River House Ribbon Dancer Blue eyed doeling

I am also getting 2 little bottle feeding bucklings on my way to SC. They are at Double Gate Farm in Georgia. One is black with blue eyes the other is Chamosiee with wattles.


----------



## StaceyRosado (Oct 5, 2007)

OH my goodness trob1 I think you got every color possible in nigerians!!!

(well almost at least)

they are really nice looking!


----------



## trob1 (Oct 5, 2007)

thanks, my goal was healthy, colorfull and mostly blue eyed nigerians and boy was it alot of work. I only have the first 6 here now and the others I go get around the 15th of October from SC.


----------



## StaceyRosado (Oct 5, 2007)

going to visit Ashely while down there?

I am so sorry that you don't have the pygmies anymore  whenever I get a chance to get registered pygmies I will certainly be asking you who are good breeders. 

But then again I really just enjoy having the unregistered.


----------



## trob1 (Oct 5, 2007)

Yep Ashley is the reason I am getting all the girls in SC. I saw she had a doeling for sale and we made a deal. I told her it sure would make the trip worth while if I could get more than one goat while there. She knew of a friend who had some girls for sale and before you know it I am getting 4 girls maybe 5 and 2 boys on my trip. Sure makes the miles worth it though. Can't wait to meet Ashley and put a face with a name.


----------



## StaceyRosado (Oct 5, 2007)

yah she is really nice and has some awesome goats!


----------



## cute kids (Oct 5, 2007)

*your goats*

so pretty.....good job hunting!!!
i have twins who are white with black and brown.....sort of 'calico'......nice to try for in your search. so darned sweet, arent' they??
my two pygs, are, too......just want to be snuggled. 
enjoy your brood and your trip!!


----------



## goathappy (Oct 5, 2007)

Pretty! I like buckskins the best.


----------



## alyssa_romine (Oct 5, 2007)

Gorgeous babies!!! I am looking to buy a blue eyed Nigerian Dwarf buck and do some experimenting within the next year or so. They are just gorgeous!


----------



## kelebek (Oct 5, 2007)

Congrats on all the new goats! You definately were able to get some BEAUTIFUL ones!

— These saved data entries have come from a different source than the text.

Issue #14358, opened 2022-04-11
sequelize.query() handling of replacement params for valid SQL operators ?& , ?|


mariusa:
## Issue Creation Checklist

- [x] I have read the [contribution guidelines](https://github.com/sequelize/sequelize/blob/main/CONTRIBUTING.md)

## Bug Description

Trying to run these 2 raw queries with `sequelize.query` and passing the array as a replacement, so it would handle escaping?
```
SELECT * FROM product where tags ?& ARRAY['tag1', 'tag2']; 
SELECT * FROM product where tags ?| ARRAY['tag1', 'tag2']; 
```
`product.tags` is a JSONB array in Postgres.

I tried
```
let [recs, meta] = await sequelize.query(`SELECT * FROM product WHERE tags ?| ?`, {
        replacements: [['tag1', 'tag2']]
    })
```

but the `?` in `?|` operator is parsed as a replacement.
Thanks!

### What do you expect to happen?

`?|`, `?&` should be left intact, these are valid Postgres operators

### What is actually happening?

the `?` in `?|` operator is parsed as a replacement.

### Environment

- Sequelize version: 6.18.0
- Node.js version: 16.x
- Database & Version: 'PostgreSQL 14'
- Connector library & Version: pg 8

## Would you be willing to resolve this issue by submitting a Pull Request?

- [ ] Yes, I have the time and I know how to start.
- [ ] Yes, I have the time but I don't know how to start, I would need guidance.
- [ ] No, I don't have the time, although I believe I could do it if I had the time...
- [x] No, I don't have the time and I wouldn't even know how to start.

ephys:
I believe this is the part of the code at fault: https://github.com/sequelize/sequelize/blob/main/src/sql-string.js#L110-L124

It searches for any `?` character, without checking if it's part of something else.

We need to improve the regex, but at the same time other things should keep working, list casting `?::integer`

fzn0x:
> I believe this is the part of the code at fault: https://github.com/sequelize/sequelize/blob/main/src/sql-string.js#L110-L124
> 
> It searches for any `?` character, without checking if it's part of something else.
> 
> We need to improve the regex, but at the same time other things should keep working, list casting `?::integer`

I think we should add unit tests for all the regex that is in the Sequelize internal, seems like a lot of similar issues in other functions.

ephys:
PR opened: https://github.com/sequelize/sequelize/pull/14404

PR #14404, opened 2022-04-16
fix: dont treat `?&` or `?|` as replacements

ephys:
Special cases the `?&` and `?|` postgres operators so their question mark is not treated as a replacement. 

See https://github.com/sequelize/sequelize/issues/14358 for details.

Closes https://github.com/sequelize/sequelize/issues/14358


fzn0x (approved):

WikiRik:
What is the intended behaviour for things like `?|?`, `??|` or  ?||`?

ephys:
Very good question :) Let's add tests, especially since `||` is an actual operator

ephys:
`?|?` would be treated as `?|<replacement>`
`??|` would be treated as `<replacement>?|`
`?||` would be treated as `?||`

Should we make all `?` preceded or succeded by `?`, `&` or `|` as not being replacements?

WikiRik:
No, I think this should be fine. But I think we should add these operators to sequelize directly so they are more robust. That's for another PR though

WikiRik:
Maybe the `?||` should become `<replacement>||` though, but not sure

ephys:
> should add these operators to sequelize directly so they are more robust

Unfortunately, because of when bind & replacements are parsed, they would still be interpreted as replacements (cf the recent conversation we had in core), until https://github.com/sequelize/sequelize/tree/ephys/fix-13817 is implemented that is

> Maybe the `?||` should become `<replacement>||` though, but not sure

I would actually say the opposite: always consider that ? to not be a replacement so people learn to surround their replacement with a space, to avoid clashes with potential future operators

WikiRik:
> > should add these operators to sequelize directly so they are more robust
> 
> Unfortunately, because of when bind & replacements are parsed, they would still be interpreted as replacements (cf the recent conversation we had in core), until https://github.com/sequelize/sequelize/tree/ephys/fix-13817 is implemented that is

Ah yes

> > Maybe the `?||` should become `<replacement>||` though, but not sure
> 
> I would actually say the opposite: always consider that ? to not be a replacement so people learn to surround their replacement with a space, to avoid clashes with potential future operators

Hmm... I did not really consider that before. That might not be too bad. I think we should just merge this one for now and think about this again later (but before we release v7)

ephys:
Sounds good to me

I also am trying to get some color on my ranch. I am realy curious to see what I have on the way!

I know in spring my goal is to find a Blue eyed registered Doe in the Northwest Area. I would love to actually get a couple of them!


----------



## trob1 (Oct 5, 2007)

Thanks, everyone. I can't wait to see what is hopping in my field my first kidding season with these girls and guys


----------



## Sara (Oct 5, 2007)

Kelebek, contact me in February I might have what you're looking for.


----------



## HollowbeadRanch (Oct 5, 2007)

As I think I have told you before Teresa they are all GORGEOUS!! I am so very jealous!!! :lol:


----------



## trob1 (Oct 5, 2007)

thanks Brandi


----------



## HollowbeadRanch (Oct 5, 2007)

You are more than welcome... If you see someone pull up late at night in a white Tahoe with a red and white trailer just go back to sleep :twisted:


----------



## Sweet Gum Minis (Oct 6, 2007)

You are definitely going to have a colorful herd! Breed your blue-eyed boy to your brown-eyed does and your blue-eyed does to your chamoise/wattled boy. Talk about pretty!  

Thanks for the kind words you guys! I so missed GW, be nice to talk again!


----------



## trob1 (Oct 5, 2007)

Ashley I can't wait to see wattles in my herd


----------



## trob1 (Oct 5, 2007)

HollowbeadRanch said:


> You are more than welcome... If you see someone pull up late at night in a white Tahoe with a red and white trailer just go back to sleep :twisted:


Brandi I will be watching for you sleeping with one eye open. LOL


----------



## liz (Oct 5, 2007)

WOW....Theresa you certainly have a rainbow going there!! I think those blue eyes on black goaties are so striking....can't wait til you get your "rainbow" babies. Safe trip too!!


----------



## samall (Oct 7, 2007)

Wow look at all that color!! They are all beautiful.


----------



## HollowbeadRanch (Oct 5, 2007)

LOL you just be sure to post on here when you are going to be out of town hehe :twisted:


----------



## hornless (Oct 5, 2007)

Nice goats Very classy.


----------



## StaceyRosado (Oct 5, 2007)

i know I know..... hehe


----------



## trob1 (Oct 5, 2007)

Well it seem I am getting the last black and white doe with blue eyes and I am getting a buck from Kristen at Big Oak. Here they are.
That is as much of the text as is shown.